The conspiracy theorist in me thinks that Google management knows about this. This is the reason why they never released Lambda or a similar chatbot on their own.
Do I think Google is doomed? No – not necessarily. I only think that they are no longer “safe”. They need to build an entire new line of products, then build a monetization structure on top of it – before they lose their current source of funding. It’s going to be a rocky decade. Fortunately, the “talent density” at Google is still quite high in my opinion. The only thing holding them back is upper management and bureaucracy.
(For those of you who don’t know, I spent the last 5 years of my life working at Google – and I loved it. I love the company, I mostly loved the culture, and I have a deep respect for the folks who work there.)
Is this the actual rise of “Web 3.0”?
An amusing distraction during the COVID crisis was the rise of tech philosophers speaking out about how we were on the cusp of a “decentralized web”. The part of this argument that was never answered for me is: “how are you going to convince my (60 year old) Mom to start using your web 3.0?”
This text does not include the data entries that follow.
PR #156, opened 2023-09-06
feat: Add rules for backdrop-blur

magnuh:
New rules for backdrop-blur based on:
https://tailwindcss.com/docs/backdrop-blur
(though the blur sizes has been modified and also size names are changed to align with how it is in warp)

### DIFF
--- a/DEPRECATIONS.md
+++ b/DEPRECATIONS.md
@@ -64,8 +64,6 @@ These are TW2 selectors, TW3 and other utility CSS have moved on in syntax.
 
 # Filters
 
-All filters
-
 - filter
 - filter-none
 - blur-sm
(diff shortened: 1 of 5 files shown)


DEPRECATIONS.md
```diff
@@ -120,13 +118,11 @@ All filters
...
-- backdrop-blur-md
-- backdrop-blur-lg
-- backdrop-blur-xl
-- backdrop-blur-2xl
-- backdrop-blur-3xl
+- backdrop-blur-sm :: prefer backdrop-blur-s
+- backdrop-blur-md :: prefer backdrop-blur-m
+- backdrop-blur-lg :: prefer backdrop-blur-l
+- backdrop-blur-2xl :: prefer backdrop-blur-xxl
+- backdrop-blur-3xl :: prefer backdrop-blur-xxxl
```
AnnaRybkina, line 125: Nice 👍 Will we need to update the messages in preset-migrate with these new recommendations

AnnaRybkina (approved):
Looks good. So the default is `4px` for WARP? Haven't checked if that is correct but I guess you know what you are doing 👍

magnuh:
> Looks good. So the default is `4px` for WARP? Haven't checked if that is correct but I guess you know what you are doing 👍

There is nothing specified yet... but it is wanted for the price badges on top of images. And 4px for small as it is in Tailwind looks a bit too much ... so I adjusted the scale.

DEPRECATIONS.md
magnuh: I'll fix.

PR #160, opened 2023-10-04
feat: purge component classes

AnnaRybkina:
A part of https://nmp-jira.atlassian.net/jira/software/projects/WARP/boards/15?label=web&selectedIssue=WARP-302

As we are publishing the component.css to EIK our consumers do not need to safelist the classes anymore. They can use the css directly from EIK. Benefits: cached css instead of every app safelists the classes. Could be added to the template etc

And as we don't want duplicated styles to be generated we can finally use externalizedClasses and postprocess feature. We will ALWAYS purge classes so it is crucial for our consumers to use `warp.css` somewhere in their setup.

- [x] would like to skip fetching if `development: true`
- [x] fix tests

????? consumers will need to add an async wrapper :(
 
In the uno.config 👇 

Before|After
---|---
|<pre><code>export default (() => {</code><br>  <code>return defineConfig({</code><br><code>    presets: [presetWarp()],  </code><br><code>  });</code><br><code>})();</code></pre> | <pre><code>export default (async () => {</code><br><code>  const asyncPreset = await presetWarp()</code><br><code>  return defineConfig({</code><br><code>    presets: [asyncPreset]</code><br><code>  })</code><br><code>})();</code></pre>|

**TO TEST**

If my predictions above turn out to be right, web 3.0 might actually turn out to be a “thing” after all. Some form of decentralized web might very well become the only way for humans to communicate with each other via computers. The only way to halt the information virus is to make the economic value of producing content negative. That actually sounds a lot like web 3.0 as I understood it! How this actually plays out is far harder to predict, but I see the solution for at least a few of the problems posed by the GPT “information virus” in crypto currencies.
Ending on a positive note
This post is pretty high on the “doom-and-gloom” meter. The thing is: the web as we knew it from the early 2000s has already been dying. This became forefront for me a few years ago when I realized that the best way to search Google was to prepend every search with “reddit” or to use YouTube. I think it is actually a positive development on the whole for our society to “get over” the old web. I can’t say for sure what is to come is going to be better, but I’m pretty sure that what exists now is not worth saving.
Outside of the fate of the web, I see GPT as a monumental force of good. In a few short years, every human being will be able to put a compressed version of all human knowledge on a USB stick and carry it out their front door. Everyone will have access to an “extremely good” source of information about math, science, medicine, programming, etc – indexed with an interface that can be accessed via natural language. Yes, it will be flawed – but it will still be very valuable to real people.
That is incredibly exciting to me. I think human society as a whole will take a leap forward as a result of this.